Thursday, November 5, 2009

9th November

9th November, what a day it brings so much feelings into me... A levels in less than a week... But then suddenly I find myself thinking about something else and the symbolism of 9th Nov and its amazing coincidence... Rammaged through old memories today to find pictures and objects- artefacts of an extinct story- that tell stories of a thousand tears and anguish.

9th November is a day for movies. A time for people grab some friends along and catch that latest movie. Chill out and talk all aboutt he movie after the flick. A horror show would be most apt or even a thriller. Wish I could catch a horror movie on 9th Nov, but unfortunately it is the onset of the A levels and no one will accompany me to watch too =/

9th November is a magical day for telling someone you are not so close with a secret. Tell people of your woes and doubt and sought answers in the most unlikely of people. Because through people u don't know can u get new perspectives that are unbiased. And certain things require a third party to see the bickering two.

9th November is a day when people ps u in all sorts of things. Because that's how people are. No one owes you anything, and you have no control over another's actions. But those that turn up are definitely those you want to treasure and value.

9th November a day I saw from one year ago as a day for celebration... 9th November is a dark day. With its gloomy dark cloud looming ever so close by. Perhaps I am being too emotional, hence getting emotionally clouded than logical... But believe me... I say... to me 9th November's most important event is not the geography paper... for me... it's a day for mourning... ...

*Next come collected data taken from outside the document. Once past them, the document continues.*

PR #16, opened 2021-10-02
Add glue tables stack

tthyer:
This adds the tables stack; it probably needs to be updated. @philerooski Can you confirm which of the tables in sandbox are latest? Should I update from the tables in mtb_construct database?


thomasyu888 (approved):
When the schema changes, will these have to change too?

philerooski:
The mtb_construct database contains the most up to date schemas. I don't expect there are any changes from what is in phil_sample_db, though. The tables in mtb_construct are more comprehensive in the sense that I crawled files coming from multiple types of assessments (not just number match) to construct the schemas. But since schemas shouldn't be changing from assessment to assessment it makes no difference.

One important thing to keep in mind is that -- as part of the s3_to_json job/workflow -- all s3 object metadata is inserted into the metadata file. Hence all those fields should be represented in the metadata glue table schema. We don't yet have a clear picture of how that metadata will look. See https://sagebionetworks.jira.com/wiki/spaces/MTB/pages/2458681562/MTB+metadata+upload+for+Bridge+Exporter+3.0

PR #22, opened 2021-10-22
Etl-73 refactor

tthyer:
This refactors the infra for a change to triggers and crawlers where a new crawler and a new trigger are added. Acc. to @philerooski in ETL-73, "Glue requires partitions to be added to the glue table definition before they will be picked up as new partitions vis a vis the job bookmark. This is done by running a crawler over the relevant S3 locations."


templates/glue-crawlers.yaml
```diff
@@ -0,0 +1,102 @@
...
+Resources:
+
+  StandardCrawler:
+    Type: AWS::Glue::Crawler
+    Properties:
+      Configuration: '{"Version":1.0,"CrawlerOutput":{"Partitions":{"AddOrUpdateBehavior":"InheritFromTable"}},"Grouping":{"TableGroupingPolicy":"CombineCompatibleSchemas"}}'
+      DatabaseName: !Ref DatabaseName
+      Name: !Ref StandardCrawlerName
+      RecrawlPolicy:
+        RecrawlBehavior: CRAWL_NEW_FOLDERS_ONLY
```
thomasyu888, line 51: Will older folders need to ever be re-run?

PR #23, opened 2021-10-26
[ETL-71] Nested template for individual studies

tthyer:
This nested template makes use of many of the existing templates to create a set of resources dedicated to one specific study: specifically, crawlers, triggers, workflows, database, tables.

I see an orange and a brown. And kept the brown for almost a year, hoping to give the brown to u. But I now believe truely that both brown and orange will remain with me for the years to come... I hate you stirrer... I dun make sense and I am unreasonable probably. But I hate the stirrer despite its many functions. A rusty spoon of camouflaged death, take a sip and get oxide fever... BUt when sugar is added, I suppose even the nastiest of rust would taste like heavean. I'm not blind and not apathetic... I'm human. And humans are such horrible creatures... Perhaps I was never the coffee that is bitter-sweet... But more of the bacteria crowded beverage... A spiked drink... ...

And I feel horried... but I realise I still hate you... ... though I can't bring myself to hate... I lose heart and I ask myself how do I show hate and mean it... I just find it child's play... Because I dun want to be childish in showing actions of hate... I just hate... ...

But I can't... ... Because both people are not deserving to be hated...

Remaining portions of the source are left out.